The UCL group took this strategy a step further by exploiting a block of spare wavelengths. Fiber optic lines for long-distance transmission typically carry only light in the so-called C band, which spans 1530–1565 nm, although some cables make use of portions of the L band between 1568 and 1605 nm. The UCL team added wavelengths in the little-used S band between 1484 and 1520 nm. Deploying three lasers and a combination of amplifiers, they achieved a spectral range of 16.8 THz, the most for a fiber with one core and about twice the value for the best commercial fiber optic networks. With the added bandwidth, the researchers were able to send data at 178 Tbps for 40 km over a standard fiber, which had a nominal capacity of 100 Gbps . ‘‘This a beautiful demonstration of using a broader wavelength range,” said Willner.

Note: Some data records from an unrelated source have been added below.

PR #316, opened 2024-02-07
Do not run Docker builds on forks

jdblischak:
The new GitHub Action workflow `docker` failed when run on my fork. I updated the workflow `stable` to only call `docker` when the repository owner is `TileDB-Inc`

Other notes:

* The `${{}}` aren't required in `if:`, eg [these examples](https://github.com/search?q=language%3Ayaml%20path%3A.github%2Fworkflows%20startsWith&type=code)
* The `if:` statement is now quite long. I can reformat it if desired, eg

```yaml
    if: |
      github.repository_owner == 'TileDB-Inc'
      && 
      (
        startsWith(github.ref, 'refs/tags/')
        ||
        github.ref_name == github.event.repository.default_branch
      )
```

### DIFF
--- a/.github/workflows/stable.yaml
+++ b/.github/workflows/stable.yaml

However, transmitting more wavelengths typically means adding lasers and other equipment, which is expensive and consumes large amounts of power. In 2020 another team demonstrated that they could pack much of the electronics into one microchip . Bill Corcoran, a lecturer in electrical and computer systems engineering at Monash University in Melbourne, VIC, Australia, and colleagues developed a microcomb, a device that pairs a laser with an optical resonator that splits the laser’s light into 80 wavelengths. The researchers reported a transmission rate of 40 Tbps for nearly 77 km through an installed fiber linking Monash University to Royal Melbourne Institute of Technology University, another university in the Melbourne area. ‘‘We’ve provided a way to reduce the amount of equipment needed,” said Corcoran.
The Infinera–Windstream collaboration took on a different transmission problem. Telecommunications companies are debuting networks with capacities of 400 Gbps and even 800 Gbps. But because performance declines with distance, a 400 Gbps line typically can sustain that transmission rate for only about 100 km. The Infinera–Windstream team was able to maintain the 800 Gbps rate over 700 km in part because it used so-called Nyquist subcarriers, which are generated by carving the beam from each laser into multiple data streams. One benefit to the approach is that it reduces chromatic dispersion as the light travels through the fiber.
Ballato said that demonstrations like the one by the UCL group are important because they show what is possible, but the Infinera– Windstream test illustrates what performance is attainable now. ‘‘They are showing 800 Gbps over a real network, which is impressive.”
The upshot, the experts agree, is that large gains in capacity are on the way. ‘‘The result from the UCL group is a sign of things to come. It may take a few years, but the commercial demand is there,” said Ballato. But innovation will have to continue, said Willner. ‘‘Even when you double capacity, it will only last for a few years.”